▶ [Available data]:

PR #2147, opened 2017-10-24
[GOBBLIN-291] Remove unnecessary spec list and read

arjun4084346:
Dear Gobblin maintainers,

Please accept this PR. I understand that it will not be reviewed until I have checked off all the steps below! @htran1 please review

### JIRA

### Description
This PR address issue of unnecessary listing and reading of flow specs from file system, which can cause huge delay in rest calls response if number of specs are large.

### Tests
This PR does not add any new functionality. All the flow specs related test cases are already implemented.

### Commits

### DIFF
--- a/gobblin-runtime/src/main/java/org/apache/gobblin/runtime/api/MutableSpecCatalog.java
+++ b/gobblin-runtime/src/main/java/org/apache/gobblin/runtime/api/MutableSpecCatalog.java
@@ -34,7 +34,8 @@ public interface MutableSpecCatalog extends SpecCatalog {
   public void put(Spec spec);
 
   /**
-   * Removes an existing {@link Spec} with the given URI. A no-op if such {@link Spec} does not exist.
+   * Removes an existing {@link Spec} with the given URI.
+   * Throws SpecNotFoundException if such {@link Spec} does not exist.
    */
-  void remove(URI uri);
+  void remove(URI uri) throws SpecNotFoundException;
 }
--- a/gobblin-runtime/src/main/java/org/apache/gobblin/runtime/spec_store/FSSpecStore.java
+++ b/gobblin-runtime/src/main/java/org/apache/gobblin/runtime/spec_store/FSSpecStore.java
@@ -18,6 +18,8 @@
 package org.apache.gobblin.runtime.spec_store;
 
 import com.google.common.io.ByteStreams;
+
+import java.io.FileNotFoundException;
 import java.io.IOException;
 import java.net.URI;
 import java.util.Collection;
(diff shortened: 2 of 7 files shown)


gobblin-runtime/src/main/java/org/apache/gobblin/runtime/spec_store/FSSpecStore.java
```diff
@@ -206,23 +232,32 @@ public Spec getSpec(URI specUri, String version) throws IOException, SpecNotFoun
...
-    Collection<Spec> specs = getSpecs();
-    Collection<Spec> filteredSpecs = Lists.newArrayList();
-    for (Spec spec : specs) {
-      if (spec.getUri().equals(specUri)) {
-        filteredSpecs.add(spec);
+  private Collection<Spec> getAllVersionsOfSpec(String specGroup, String specName) throws IOException {
+    Collection<Spec> specs = Lists.newArrayList();
+    FileStatus[] fileStatuses;
+    try {
+      if (StringUtils.isEmpty(specGroup)) {
```
htran1: Can you create a private method that returns a path based on the spec group and root dir? Then the listStatus does not have to be duplicated. There is another use like this above.

gobblin-runtime/src/main/java/org/apache/gobblin/runtime/spec_store/FSSpecStore.java
```diff
@@ -98,17 +101,40 @@ public FSSpecStore(Config sysConfig, SpecSerDe specSerDe, Optional<Logger> log)
...
+        fileStatuses = fs.listStatus(this.fsSpecStoreDirPath);
+      } else {
+        fileStatuses = fs.listStatus(new Path(this.fsSpecStoreDirPath, specGroup));
+      }
+    } catch (FileNotFoundException e) {
+      return false;
+    }
     for (FileStatus fileStatus : fileStatuses) {
-      if (StringUtils.startsWith(fileStatus.getPath().getName(), specUri.toString())) {
+      if (!fileStatus.isDirectory() && fileStatus.getPath().getName().startsWith(specName)) {
```
htran1: We need to revisit having a version delimiter. Please add a note here. Currently without a delimiter the prefix check may match other specs that should not be matched.

gobblin-runtime/src/main/java/org/apache/gobblin/runtime/api/MutableSpecCatalog.java
```diff
@@ -36,5 +36,5 @@
   /**
    * Removes an existing {@link Spec} with the given URI. A no-op if such {@link Spec} does not exist.
```
htran1: The comment says that if the spec is not found then it is a no-op. If that is not the behavior then the comment should be changed to say that it raises a `SpecNotFoundException`.

arjun4084346: Corrected the comment. I chose to throw an exception to avoid verifying the existence of spec before calling remove(), in order to avoid duplication of work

▶ [Your goal]: Isolate each line of the listing above that includes "such". Copy it.

▶ [Response to the task]:
-   * Removes an existing {@link Spec} with the given URI. A no-op if such {@link Spec} does not exist.
+   * Throws SpecNotFoundException if such {@link Spec} does not exist.
    * Removes an existing {@link Spec} with the given URI. A no-op if such {@link Spec} does not exist.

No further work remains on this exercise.